Dataset entries
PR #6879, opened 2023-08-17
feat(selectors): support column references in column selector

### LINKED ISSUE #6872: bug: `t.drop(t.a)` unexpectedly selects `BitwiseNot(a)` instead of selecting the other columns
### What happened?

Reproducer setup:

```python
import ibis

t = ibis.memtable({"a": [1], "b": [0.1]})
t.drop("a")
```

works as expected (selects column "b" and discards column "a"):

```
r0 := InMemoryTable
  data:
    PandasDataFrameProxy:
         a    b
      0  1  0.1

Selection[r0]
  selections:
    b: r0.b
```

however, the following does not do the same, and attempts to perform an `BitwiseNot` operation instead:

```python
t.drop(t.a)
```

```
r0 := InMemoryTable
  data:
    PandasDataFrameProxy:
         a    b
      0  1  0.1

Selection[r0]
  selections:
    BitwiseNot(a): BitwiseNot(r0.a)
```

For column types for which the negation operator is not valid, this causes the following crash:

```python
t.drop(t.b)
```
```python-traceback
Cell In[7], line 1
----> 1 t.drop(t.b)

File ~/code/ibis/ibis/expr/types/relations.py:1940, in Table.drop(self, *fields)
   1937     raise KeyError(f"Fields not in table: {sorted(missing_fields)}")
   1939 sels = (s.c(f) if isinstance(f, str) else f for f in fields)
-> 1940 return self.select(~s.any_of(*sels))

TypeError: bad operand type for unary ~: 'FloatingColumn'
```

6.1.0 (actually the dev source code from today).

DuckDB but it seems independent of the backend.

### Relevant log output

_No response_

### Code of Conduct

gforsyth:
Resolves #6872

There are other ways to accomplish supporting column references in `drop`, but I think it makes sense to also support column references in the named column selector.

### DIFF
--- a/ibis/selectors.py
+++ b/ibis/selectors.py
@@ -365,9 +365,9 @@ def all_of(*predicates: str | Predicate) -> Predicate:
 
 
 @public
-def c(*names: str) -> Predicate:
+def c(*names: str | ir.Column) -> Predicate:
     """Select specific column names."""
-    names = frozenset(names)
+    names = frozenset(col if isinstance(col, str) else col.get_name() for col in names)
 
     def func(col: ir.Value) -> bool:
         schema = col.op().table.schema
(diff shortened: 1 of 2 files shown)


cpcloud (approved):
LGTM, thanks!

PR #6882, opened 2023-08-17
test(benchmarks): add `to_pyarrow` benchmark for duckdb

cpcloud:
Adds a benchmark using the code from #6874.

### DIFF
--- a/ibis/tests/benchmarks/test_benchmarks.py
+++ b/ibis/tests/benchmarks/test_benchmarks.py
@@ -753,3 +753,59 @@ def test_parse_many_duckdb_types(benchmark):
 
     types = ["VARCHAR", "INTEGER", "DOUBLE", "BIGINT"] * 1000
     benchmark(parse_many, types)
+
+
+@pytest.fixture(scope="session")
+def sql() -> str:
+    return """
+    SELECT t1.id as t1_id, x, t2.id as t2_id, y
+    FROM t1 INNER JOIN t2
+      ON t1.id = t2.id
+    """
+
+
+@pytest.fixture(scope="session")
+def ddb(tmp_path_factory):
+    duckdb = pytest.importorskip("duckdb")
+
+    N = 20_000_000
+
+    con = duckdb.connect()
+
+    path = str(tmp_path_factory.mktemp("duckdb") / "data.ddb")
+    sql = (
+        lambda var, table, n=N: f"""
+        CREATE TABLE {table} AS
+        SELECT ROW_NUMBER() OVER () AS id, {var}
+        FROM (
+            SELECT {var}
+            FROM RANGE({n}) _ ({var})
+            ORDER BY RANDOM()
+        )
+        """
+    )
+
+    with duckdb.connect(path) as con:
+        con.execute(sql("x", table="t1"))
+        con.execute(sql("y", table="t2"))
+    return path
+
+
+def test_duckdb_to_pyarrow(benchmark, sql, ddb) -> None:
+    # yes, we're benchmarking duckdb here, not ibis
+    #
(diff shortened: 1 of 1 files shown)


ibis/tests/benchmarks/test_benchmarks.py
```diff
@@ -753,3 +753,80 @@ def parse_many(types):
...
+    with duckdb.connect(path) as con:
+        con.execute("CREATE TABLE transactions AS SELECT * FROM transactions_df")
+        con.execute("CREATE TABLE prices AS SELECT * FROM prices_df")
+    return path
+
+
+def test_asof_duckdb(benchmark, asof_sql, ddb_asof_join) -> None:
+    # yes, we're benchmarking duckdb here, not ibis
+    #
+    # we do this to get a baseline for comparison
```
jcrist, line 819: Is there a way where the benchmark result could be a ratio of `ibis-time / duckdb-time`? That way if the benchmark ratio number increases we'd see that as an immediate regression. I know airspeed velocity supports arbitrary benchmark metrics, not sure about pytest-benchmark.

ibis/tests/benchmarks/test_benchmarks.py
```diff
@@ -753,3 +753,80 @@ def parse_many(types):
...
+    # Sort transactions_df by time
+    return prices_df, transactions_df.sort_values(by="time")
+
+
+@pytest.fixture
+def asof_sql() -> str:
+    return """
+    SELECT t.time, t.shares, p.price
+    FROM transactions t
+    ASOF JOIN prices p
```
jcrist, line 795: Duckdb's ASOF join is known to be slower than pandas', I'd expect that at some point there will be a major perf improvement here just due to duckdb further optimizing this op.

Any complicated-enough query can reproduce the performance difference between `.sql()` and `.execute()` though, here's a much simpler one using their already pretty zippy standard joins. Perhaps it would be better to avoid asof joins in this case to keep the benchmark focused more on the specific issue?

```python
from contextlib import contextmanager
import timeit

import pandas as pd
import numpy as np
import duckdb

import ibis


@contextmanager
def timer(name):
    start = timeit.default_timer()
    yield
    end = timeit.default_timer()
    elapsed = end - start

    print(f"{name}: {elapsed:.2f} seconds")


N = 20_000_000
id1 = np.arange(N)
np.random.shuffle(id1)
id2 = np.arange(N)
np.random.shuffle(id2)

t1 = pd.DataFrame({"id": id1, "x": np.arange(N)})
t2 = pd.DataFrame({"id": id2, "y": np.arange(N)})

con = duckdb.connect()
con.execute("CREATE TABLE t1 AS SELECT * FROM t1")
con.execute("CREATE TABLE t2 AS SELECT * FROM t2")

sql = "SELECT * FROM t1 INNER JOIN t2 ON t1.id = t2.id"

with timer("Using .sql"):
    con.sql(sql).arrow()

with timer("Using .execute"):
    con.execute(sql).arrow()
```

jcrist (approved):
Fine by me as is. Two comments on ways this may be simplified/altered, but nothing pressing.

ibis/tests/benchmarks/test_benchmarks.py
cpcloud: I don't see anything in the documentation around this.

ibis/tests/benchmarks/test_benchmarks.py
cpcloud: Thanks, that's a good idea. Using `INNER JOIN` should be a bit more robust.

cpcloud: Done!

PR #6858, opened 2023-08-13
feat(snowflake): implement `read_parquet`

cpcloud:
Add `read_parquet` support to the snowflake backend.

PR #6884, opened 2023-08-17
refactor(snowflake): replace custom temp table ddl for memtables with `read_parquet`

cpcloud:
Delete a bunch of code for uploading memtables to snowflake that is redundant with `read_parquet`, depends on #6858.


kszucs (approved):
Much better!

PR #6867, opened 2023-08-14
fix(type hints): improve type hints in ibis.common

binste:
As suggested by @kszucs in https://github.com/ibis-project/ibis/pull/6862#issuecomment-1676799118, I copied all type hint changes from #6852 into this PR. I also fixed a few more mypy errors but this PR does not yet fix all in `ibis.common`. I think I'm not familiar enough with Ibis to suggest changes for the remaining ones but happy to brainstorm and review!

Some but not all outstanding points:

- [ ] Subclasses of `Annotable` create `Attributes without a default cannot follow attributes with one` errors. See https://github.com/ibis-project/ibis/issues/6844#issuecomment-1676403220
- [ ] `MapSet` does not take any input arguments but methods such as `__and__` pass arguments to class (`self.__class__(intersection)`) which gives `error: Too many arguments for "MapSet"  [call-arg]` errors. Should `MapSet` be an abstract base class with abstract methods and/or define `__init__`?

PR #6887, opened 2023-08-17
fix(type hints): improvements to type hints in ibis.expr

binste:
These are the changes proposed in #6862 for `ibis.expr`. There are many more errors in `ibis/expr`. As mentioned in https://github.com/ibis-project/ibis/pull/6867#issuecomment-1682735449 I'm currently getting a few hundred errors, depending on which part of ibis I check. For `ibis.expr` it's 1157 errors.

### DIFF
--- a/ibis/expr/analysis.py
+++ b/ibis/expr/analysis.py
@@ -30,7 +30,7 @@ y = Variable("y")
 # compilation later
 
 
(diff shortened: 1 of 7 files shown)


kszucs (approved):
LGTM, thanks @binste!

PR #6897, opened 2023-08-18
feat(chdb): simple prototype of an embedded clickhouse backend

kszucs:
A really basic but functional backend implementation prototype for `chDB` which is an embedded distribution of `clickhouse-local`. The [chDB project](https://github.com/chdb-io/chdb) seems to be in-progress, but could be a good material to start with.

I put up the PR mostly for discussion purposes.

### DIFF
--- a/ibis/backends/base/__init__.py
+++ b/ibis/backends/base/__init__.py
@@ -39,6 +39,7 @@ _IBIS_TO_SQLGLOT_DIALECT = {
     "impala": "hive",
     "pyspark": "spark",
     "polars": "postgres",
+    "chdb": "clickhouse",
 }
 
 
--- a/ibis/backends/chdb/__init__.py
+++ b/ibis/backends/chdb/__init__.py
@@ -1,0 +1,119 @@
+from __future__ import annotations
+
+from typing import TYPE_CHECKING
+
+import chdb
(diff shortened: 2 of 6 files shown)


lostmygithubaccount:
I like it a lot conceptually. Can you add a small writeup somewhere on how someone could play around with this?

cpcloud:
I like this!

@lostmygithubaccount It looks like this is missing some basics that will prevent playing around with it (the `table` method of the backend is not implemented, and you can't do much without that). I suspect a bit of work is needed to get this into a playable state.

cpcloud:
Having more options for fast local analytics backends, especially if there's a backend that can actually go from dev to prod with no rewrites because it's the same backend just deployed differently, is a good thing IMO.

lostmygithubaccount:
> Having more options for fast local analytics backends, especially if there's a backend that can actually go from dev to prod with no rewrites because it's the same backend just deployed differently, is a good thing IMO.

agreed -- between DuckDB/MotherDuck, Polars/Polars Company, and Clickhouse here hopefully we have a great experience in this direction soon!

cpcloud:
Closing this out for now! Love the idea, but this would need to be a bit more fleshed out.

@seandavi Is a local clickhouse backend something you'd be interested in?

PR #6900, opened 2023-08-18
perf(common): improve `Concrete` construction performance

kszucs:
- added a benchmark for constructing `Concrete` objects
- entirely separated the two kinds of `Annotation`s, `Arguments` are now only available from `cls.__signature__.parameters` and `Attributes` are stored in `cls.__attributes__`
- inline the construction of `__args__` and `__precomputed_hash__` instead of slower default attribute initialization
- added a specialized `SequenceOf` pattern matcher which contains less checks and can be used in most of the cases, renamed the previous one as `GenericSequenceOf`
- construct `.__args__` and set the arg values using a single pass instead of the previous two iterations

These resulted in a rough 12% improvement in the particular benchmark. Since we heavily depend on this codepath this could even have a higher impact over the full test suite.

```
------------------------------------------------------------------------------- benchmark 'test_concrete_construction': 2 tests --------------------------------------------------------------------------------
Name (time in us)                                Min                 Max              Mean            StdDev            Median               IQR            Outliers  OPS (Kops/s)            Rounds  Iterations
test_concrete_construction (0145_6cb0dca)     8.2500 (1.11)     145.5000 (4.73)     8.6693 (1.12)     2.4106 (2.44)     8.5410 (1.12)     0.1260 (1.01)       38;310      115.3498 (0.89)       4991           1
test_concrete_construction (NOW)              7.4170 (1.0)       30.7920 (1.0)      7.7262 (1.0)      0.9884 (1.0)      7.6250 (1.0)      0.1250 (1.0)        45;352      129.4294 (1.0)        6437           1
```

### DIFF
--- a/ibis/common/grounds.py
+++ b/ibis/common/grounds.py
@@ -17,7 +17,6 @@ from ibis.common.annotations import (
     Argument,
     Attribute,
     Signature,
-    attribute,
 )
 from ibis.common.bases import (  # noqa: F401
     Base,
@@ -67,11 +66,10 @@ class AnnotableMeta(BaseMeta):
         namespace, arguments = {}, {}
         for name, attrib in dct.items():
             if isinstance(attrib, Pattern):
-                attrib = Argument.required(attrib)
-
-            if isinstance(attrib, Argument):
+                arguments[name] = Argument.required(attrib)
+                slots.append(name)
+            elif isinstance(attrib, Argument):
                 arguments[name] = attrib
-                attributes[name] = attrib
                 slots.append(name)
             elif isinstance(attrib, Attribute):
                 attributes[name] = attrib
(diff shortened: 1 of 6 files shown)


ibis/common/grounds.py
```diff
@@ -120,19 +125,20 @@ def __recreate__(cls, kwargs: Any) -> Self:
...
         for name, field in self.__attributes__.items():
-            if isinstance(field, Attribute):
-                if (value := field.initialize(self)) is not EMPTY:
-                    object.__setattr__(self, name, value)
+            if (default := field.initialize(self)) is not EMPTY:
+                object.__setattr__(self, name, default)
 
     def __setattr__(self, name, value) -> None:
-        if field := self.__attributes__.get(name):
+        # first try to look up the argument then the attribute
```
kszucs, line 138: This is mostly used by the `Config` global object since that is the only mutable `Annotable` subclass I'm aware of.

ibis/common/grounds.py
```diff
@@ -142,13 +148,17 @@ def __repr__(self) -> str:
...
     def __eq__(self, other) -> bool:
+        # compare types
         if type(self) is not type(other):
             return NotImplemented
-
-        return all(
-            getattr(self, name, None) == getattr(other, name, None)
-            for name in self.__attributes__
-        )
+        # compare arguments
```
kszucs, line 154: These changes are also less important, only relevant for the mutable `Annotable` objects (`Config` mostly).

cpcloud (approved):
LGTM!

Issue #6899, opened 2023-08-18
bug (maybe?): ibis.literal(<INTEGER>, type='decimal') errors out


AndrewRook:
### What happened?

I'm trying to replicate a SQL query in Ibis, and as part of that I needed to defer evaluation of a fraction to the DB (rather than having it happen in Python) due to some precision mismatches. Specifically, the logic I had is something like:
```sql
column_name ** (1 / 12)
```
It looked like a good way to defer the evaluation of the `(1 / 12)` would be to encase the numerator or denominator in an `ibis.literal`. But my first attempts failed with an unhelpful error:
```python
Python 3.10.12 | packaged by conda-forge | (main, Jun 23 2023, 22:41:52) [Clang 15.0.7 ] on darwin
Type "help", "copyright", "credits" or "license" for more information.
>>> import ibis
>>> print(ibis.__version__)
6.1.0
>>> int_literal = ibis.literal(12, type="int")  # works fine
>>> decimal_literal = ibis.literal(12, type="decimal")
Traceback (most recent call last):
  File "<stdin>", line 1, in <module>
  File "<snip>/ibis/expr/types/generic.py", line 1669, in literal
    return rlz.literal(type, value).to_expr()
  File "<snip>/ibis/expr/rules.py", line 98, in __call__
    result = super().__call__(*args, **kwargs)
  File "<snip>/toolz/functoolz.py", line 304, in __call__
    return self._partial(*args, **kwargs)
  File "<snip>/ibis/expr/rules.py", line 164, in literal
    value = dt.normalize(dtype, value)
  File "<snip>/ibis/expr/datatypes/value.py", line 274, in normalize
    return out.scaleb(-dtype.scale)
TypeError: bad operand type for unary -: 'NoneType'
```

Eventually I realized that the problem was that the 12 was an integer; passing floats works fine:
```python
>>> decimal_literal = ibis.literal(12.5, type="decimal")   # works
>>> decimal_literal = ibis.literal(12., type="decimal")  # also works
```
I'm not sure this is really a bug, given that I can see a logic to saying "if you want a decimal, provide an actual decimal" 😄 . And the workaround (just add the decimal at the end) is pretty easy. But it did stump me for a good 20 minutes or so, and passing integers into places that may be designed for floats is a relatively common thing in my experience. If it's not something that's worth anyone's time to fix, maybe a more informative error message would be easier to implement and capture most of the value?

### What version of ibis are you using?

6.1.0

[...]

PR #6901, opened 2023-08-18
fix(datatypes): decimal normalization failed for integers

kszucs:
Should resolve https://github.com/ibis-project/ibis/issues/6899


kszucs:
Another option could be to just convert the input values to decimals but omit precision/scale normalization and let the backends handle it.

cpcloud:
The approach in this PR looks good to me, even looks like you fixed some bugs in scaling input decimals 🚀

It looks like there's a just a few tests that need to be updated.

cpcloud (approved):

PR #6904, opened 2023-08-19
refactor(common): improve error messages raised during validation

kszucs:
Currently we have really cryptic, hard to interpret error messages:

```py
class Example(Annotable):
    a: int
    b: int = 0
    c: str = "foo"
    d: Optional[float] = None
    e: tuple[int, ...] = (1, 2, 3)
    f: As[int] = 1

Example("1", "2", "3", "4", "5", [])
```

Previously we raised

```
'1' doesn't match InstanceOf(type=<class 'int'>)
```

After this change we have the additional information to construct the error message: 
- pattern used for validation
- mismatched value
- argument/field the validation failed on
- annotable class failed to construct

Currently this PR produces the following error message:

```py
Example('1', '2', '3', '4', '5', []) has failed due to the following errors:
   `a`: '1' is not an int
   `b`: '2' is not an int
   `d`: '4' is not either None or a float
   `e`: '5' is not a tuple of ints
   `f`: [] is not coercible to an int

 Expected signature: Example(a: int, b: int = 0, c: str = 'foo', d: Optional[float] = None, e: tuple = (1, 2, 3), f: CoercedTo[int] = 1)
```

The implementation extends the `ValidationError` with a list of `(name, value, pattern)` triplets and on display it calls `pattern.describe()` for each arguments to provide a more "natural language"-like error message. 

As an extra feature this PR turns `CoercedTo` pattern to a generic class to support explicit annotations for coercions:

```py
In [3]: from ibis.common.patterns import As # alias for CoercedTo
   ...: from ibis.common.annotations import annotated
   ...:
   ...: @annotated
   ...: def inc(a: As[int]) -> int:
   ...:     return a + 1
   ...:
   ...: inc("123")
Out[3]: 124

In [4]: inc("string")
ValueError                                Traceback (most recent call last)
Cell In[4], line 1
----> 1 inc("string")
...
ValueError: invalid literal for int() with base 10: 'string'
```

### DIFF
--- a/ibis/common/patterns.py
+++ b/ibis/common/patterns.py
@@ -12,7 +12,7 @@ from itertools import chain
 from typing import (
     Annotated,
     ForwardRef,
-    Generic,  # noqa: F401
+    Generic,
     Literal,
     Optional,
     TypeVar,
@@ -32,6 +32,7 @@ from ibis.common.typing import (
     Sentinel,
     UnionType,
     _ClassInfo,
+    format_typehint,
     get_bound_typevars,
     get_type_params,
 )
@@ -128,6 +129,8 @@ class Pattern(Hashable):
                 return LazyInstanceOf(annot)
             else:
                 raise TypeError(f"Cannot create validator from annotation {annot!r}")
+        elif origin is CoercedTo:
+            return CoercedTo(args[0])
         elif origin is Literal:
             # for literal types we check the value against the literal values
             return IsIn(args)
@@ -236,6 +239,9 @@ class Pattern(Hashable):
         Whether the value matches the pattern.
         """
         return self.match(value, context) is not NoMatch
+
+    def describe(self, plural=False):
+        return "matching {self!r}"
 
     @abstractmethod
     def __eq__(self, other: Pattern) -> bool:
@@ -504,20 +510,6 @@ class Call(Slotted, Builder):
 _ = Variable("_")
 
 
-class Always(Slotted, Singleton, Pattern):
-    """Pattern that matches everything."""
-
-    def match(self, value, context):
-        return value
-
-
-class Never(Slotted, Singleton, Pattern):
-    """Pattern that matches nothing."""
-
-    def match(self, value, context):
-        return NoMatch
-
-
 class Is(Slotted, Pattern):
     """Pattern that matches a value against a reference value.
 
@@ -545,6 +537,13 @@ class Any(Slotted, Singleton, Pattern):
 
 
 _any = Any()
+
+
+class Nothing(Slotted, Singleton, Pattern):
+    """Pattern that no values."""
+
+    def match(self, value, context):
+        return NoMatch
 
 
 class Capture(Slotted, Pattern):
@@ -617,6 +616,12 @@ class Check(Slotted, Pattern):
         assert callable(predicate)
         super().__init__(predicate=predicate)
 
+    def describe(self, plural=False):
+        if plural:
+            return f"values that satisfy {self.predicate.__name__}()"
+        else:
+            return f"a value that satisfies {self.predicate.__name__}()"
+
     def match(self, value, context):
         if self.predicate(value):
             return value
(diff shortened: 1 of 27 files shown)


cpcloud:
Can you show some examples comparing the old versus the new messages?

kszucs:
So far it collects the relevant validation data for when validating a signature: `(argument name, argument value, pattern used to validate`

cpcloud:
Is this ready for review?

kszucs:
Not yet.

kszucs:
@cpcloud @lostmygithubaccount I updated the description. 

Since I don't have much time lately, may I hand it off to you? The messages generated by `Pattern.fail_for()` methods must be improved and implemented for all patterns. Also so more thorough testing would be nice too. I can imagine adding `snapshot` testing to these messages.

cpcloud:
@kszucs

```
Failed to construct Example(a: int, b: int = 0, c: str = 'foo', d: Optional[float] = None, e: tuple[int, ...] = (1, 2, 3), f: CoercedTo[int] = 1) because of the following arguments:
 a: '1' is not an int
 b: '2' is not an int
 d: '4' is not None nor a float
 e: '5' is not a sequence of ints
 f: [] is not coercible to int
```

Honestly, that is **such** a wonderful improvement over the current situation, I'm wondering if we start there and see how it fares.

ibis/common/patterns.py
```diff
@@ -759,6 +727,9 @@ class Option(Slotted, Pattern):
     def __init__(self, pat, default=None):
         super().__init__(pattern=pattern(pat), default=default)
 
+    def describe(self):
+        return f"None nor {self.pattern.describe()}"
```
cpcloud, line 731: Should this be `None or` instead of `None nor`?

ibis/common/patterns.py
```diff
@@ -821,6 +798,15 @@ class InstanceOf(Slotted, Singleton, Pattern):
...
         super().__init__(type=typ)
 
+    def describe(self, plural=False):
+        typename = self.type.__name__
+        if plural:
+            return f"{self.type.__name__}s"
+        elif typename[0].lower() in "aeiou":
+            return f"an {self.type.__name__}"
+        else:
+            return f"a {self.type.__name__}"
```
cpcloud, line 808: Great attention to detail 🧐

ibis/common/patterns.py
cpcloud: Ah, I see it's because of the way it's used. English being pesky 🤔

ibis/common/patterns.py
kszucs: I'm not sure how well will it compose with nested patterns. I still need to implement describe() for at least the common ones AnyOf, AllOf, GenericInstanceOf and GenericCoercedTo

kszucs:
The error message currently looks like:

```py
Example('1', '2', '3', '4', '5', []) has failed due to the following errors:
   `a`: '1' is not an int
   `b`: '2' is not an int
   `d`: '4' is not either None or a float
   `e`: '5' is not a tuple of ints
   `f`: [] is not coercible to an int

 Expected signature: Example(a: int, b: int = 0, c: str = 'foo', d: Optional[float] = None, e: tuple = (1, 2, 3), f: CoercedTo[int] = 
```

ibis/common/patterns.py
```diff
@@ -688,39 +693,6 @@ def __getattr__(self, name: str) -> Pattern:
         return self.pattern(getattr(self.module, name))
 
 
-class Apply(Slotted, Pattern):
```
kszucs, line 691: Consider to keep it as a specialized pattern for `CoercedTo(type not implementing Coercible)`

• Problem statement
Every line that contains the string "hints" should be copied from the records.

• Written response
fix(type hints): improve type hints in ibis.common
fix(type hints): improvements to type hints in ibis.expr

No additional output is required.